ABOUT THIS EXERCISE: All lines from the one with "- 1 million new explicit matrix multiplication : ~8s" to the end of the material, both included, are to be written out exactly and without anything else.

[Opening LISTED ENTRIES section]

PR #377, opened 2019-10-29
make matrix math specific to 4x4 matrices

Licini:
Added 4x4 matrix specific functions (skipping dimension checks) to make transformation faster

### Checklist

### DIFF
--- a/src/compas/geometry/basic.py
+++ b/src/compas/geometry/basic.py
@@ -1101,12 +1101,39 @@ def multiply_matrices4(A, B):
 
     Examples
     --------
-    >>> TODO
+    >>> A = Translation([5.0, 5.0, 5.0])
+    >>> B = Translation([5.0, 5.0, 5.0])
+    >>> multiply_matrices(A, B)
+    [[1.0, 0.0, 0.0, 10.0], [0.0, 1.0, 0.0, 10.0], [0.0, 0.0, 1.0, 10.0], [0.0, 0.0, 0.0, 1.0]]
     """
     A = list(A)
     B = list(B)
-    B = list(zip(* list(B)))
-    return [[dot_vectors(row, col) for col in B] for row in A]
+    return [
+            [
+                A[0][0]*B[0][0] + A[0][1]*B[1][0] + A[0][2]*B[2][0] + A[0][3]*B[3][0],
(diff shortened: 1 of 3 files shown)


Licini:
Questions:

1. Should the 4x4 specific function added to basics (like how it is now in commit), or resides somewhere under transformations folder
2. Does the function need to be written down even more explicitly (right now only skipping shape check)

gonzalocasas:
I am not sure if I understood what @brgcode meant on this one, my impression was that were were going to change all existing functions to work with 4x4 matrices, not add a new variant that works only with 4x4; but I might be wrong.

tomvanmele:
no i meant to add versions of matrix functions that work specifically/only for 4x4 matrices. but not just remove the shape check. also write out the math to remove all loops and make them as fast as possible in pure python...

tomvanmele:
`transpose_matrix4`
`multiply_matrices4`
`invert_matrix4`
`determinant_matrix4`

Licini:
> `transpose_matrix4`
> `multiply_matrices4`
> `invert_matrix4`
> `determinant_matrix4`

That's sounds more right to me.....However I'm a tiny bit doubting on how much performance it could improve since those are very small loops. But let me write that out and do a bit benchmark, probably will also compare with numpy. Optimisation tasks are always so fascinating

Licini:
So after a little benchmark:
1 million original matrix multiplications : ~13s
1 million new explicit matrix multiplication : ~5s
1 million Numpy matrix multiplication : ~0.8s

tomvanmele:
we could add a C++ version using ctypes in the mix to see if that makes a big difference...

gonzalocasas:
> we could add a C++ version using ctypes in the mix to see if that makes a big difference...

you mean, as a baseline benchmark? because I don't expect we'll do better than numpy on that..

In the meantime, I tried a few things:
1. Using a tuple instead of list of list for the pure python version
1. Running the same tests inside Rhino
1. Added a test using Rhino SDK as backend

My benchmark values are as follows:
- 1 million original matrix multiplications : ~25s
- 1 million new explicit matrix multiplication : ~8s
- 1 million Numpy matrix multiplication : ~1.2s
- 1 million new explicit matrix multiplication using *tuples*: ~5s
- 1 million Rhino SDK matrix multiplication: ~1.1s

So, imo, we should focus on numpy and C# as backends, and transparently select the right one based on the environment.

[Closing LISTED ENTRIES section]

SOLUTION TO THE PROBLEM:
- 1 million new explicit matrix multiplication : ~8s
- 1 million Numpy matrix multiplication : ~1.2s
- 1 million new explicit matrix multiplication using *tuples*: ~5s
- 1 million Rhino SDK matrix multiplication: ~1.1s

So, imo, we should focus on numpy and C# as backends, and transparently select the right one based on the environment.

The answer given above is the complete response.